L'image d'Etty Hillesum évoque bien le travail de désencombrement de la foi accompli par Maurice Bellet. Philosophe et théologien, il est aussi psychanalyste. Par sa capacité à entendre l'inconscient et le non-dit qui marquent nos images, souvent trop culturelles et peu évangéliques, de Dieu et de la religion, il vient aider à purifier et à refonder notre foi. Son livre le plus célèbre, Le Dieu pervers (Desclée de Brouwer, 1979), est en cela un ouvrage majeur. Mais chacun de ses articles entraîne le lecteur dans une marche tâtonnante et décapante qui fraie un chemin de liberté heureux et étonnant, mais au prix d'une grande exigence de vérité. Jaillit à nouveau de l'Évangile une Parole de vie qui rend sel et goût à vivre, au sein d'un monde et d'une culture qui se tissent quotidiennement sans référence à Dieu.
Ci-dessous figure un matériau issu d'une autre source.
PR #115, opened 2021-03-14
Fixed manifest cache behavior for local par files, added log output

jsoverson:
Manifests support referencing providers as local files, but wasmcloud-host defers to the cache at `$TEMP/wasmcloudcache` for all cases, even if a local provider has changed on disk. This behavior makes sense for immutable sources, but par files on disk don't make that guarantee. This leads to very difficult-to-troubleshoot behavior when the expectation is that the referenced file is the source of truth, not a previously loaded version.

This PR changes cache behavior when loading a manifest that references local provider archives. It does not affect cache behavior for pars from a registry.

This PR also adds logging for previously silent errors and places that would have made troubleshooting this easier.

### DIFF
--- a/crates/wasmcloud-host/src/manifest.rs
+++ b/crates/wasmcloud-host/src/manifest.rs
@@ -105,6 +105,8 @@ pub(crate) async fn generate_actor_start_messages(
                     image_ref: Some(actor_ref.to_string()),
                     actor: a,
                 });
+            } else {
+                error!("Actor {} not found on disk or in registry", actor_ref);
             }
         }
     }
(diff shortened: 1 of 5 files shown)


crates/wasmcloud-host/src/manifest.rs
```diff
@@ -125,6 +127,9 @@ pub(crate) async fn generate_provider_start_messages(
                 .and_then(|bytes| ProviderArchive::try_load(&bytes))
                 .and_then(|par| NativeCapability::from_archive(&par, cap.link_name.clone()))
             {
+                if let Err(e) = crate::capability::native_host::write_provider_to_disk(&prov) {
+                    error!("Could not cache provider to disk: {}", e);
+                }
```
brooksmtownsend, line 132: Just to confirm, this is re-writing the par that was sourced from disk to the cache location, and this is done because otherwise we would just be loading the par from the cache even if it had changed?

brooksmtownsend (commented):
Thanks for this PR! I just had one question, otherwise it LGTM

crates/wasmcloud-host/src/manifest.rs
jsoverson: Yes, that's it.

jsoverson: Oops, no, I read that backwards. The original version loads the cache even if the par has changed, this version updates the cache with the par contents if the par is defined in manifest as a local file.

brooksmtownsend: I may have written that backwards 😅, we're on the same page!

PR #132, opened 2021-03-22
Make Host Sendable

autodidaddict:
Fixes an issue where the Host struct was not Send because of leftover and unnecessary use of Refcells


thomastaylor312 (approved):
Looks great! Also got rid of some verbosity along the way

crates/wasmcloud-host/src/host.rs
```diff
@@ -517,3 +511,16 @@ impl Host {
...
+mod test {
+    use crate::HostBuilder;
+
+    #[test]
+    fn is_send() {
+        let h = HostBuilder::new().build();
+        assert_is_send(h);
+    }
+
+    fn assert_is_send<T: Send>(_input: T) {}
```
brooksmtownsend, line 525: Never thought about this as a test, neat

brooksmtownsend (approved):

PR #138, opened 2021-03-29
wasmcloud binary crates.io release action

brooksmtownsend:
While I was in here editing actions, I also made the sub-crates depend on successful build to release.


billyoung (approved):
looks good! :rocket:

Entre spiritualité et sciences humaines

Ainsi Maurice Bellet ouvre-t-il une voie originale, dont Christus sera porteur, entre, d'un côté, les héritiers d'une stricte référence aux « exercices spirituels » et à la tradition ignatienne et, de l'autre, les partisans d'une ouverture sans réserves aux sciences humaines qui relisent autrement nos rapports humains. Cette voie est celle où le Christ nous précède en s'incarnant dans ce monde incertain et profondément évolutif. Notre désir d'une vie plus sensée, plus juste, cherche à discerner, grâce à l'Évangile, les pièges à éviter, les déserts à traverser, les bienfaits à accueillir, pour donner toute sa chair au Ressuscité. Les sciences humaines, quant à elles, aident à entrer dans une relation plus réaliste à nous-même et aux autres, par la mise au jour des forces psychologiques, culturelles et sociales qui travaillent nos actions et notre vie dans ses multiples facettes. De ce désir en travail renaît une foi plus critique et plus humble. Plus critique, elle reconnaît et partage ce qu'elle doit à autrui, à la culture, à la recherche historique et sociale d'une justice qu'elle contribue à incarner à la manière de Jésus. Plus humble, elle ne cesse de se découvrir « faiblesse de croire », comme l'écrit Michel de Certeau. Non pas au sens d'une impuissance infantile ou affectée, qui mènerait à l'extinction, mais au sens où la foi ne possède jamais celui à qui nous faisons place en nous, et qui fonde notre confiance en lui. Cette expérience nous dépouille, comme Jésus lui-même dans sa Passion, de toutes les assurances et de toutes les puissances que nous sommes toujours tentés d'installer solidement et de défendre dans le monde comme dans nos propres vies : avoir, savoir, pouvoir. « Le Christ est l'au-delà toujours nouveau de la religion ou de la Sagesse où l'homme ne cesse de s'installer », écrit Bellet en 1989. La faiblesse, nous dit Paul dans la première lettre aux Corinthiens, « c'est ce que Dieu a choisi pour confondre les forts » (1 Co 1,27). La foi ne fait pas de nous des « forts » dans le monde ou dans la société. Elle est l'ouverture et le mouvement intérieurs vers Dieu et les autres qu'accomplit en nous cette heureuse faiblesse. Elle nous fait entrer dans la ressemblance et la suite du Christ.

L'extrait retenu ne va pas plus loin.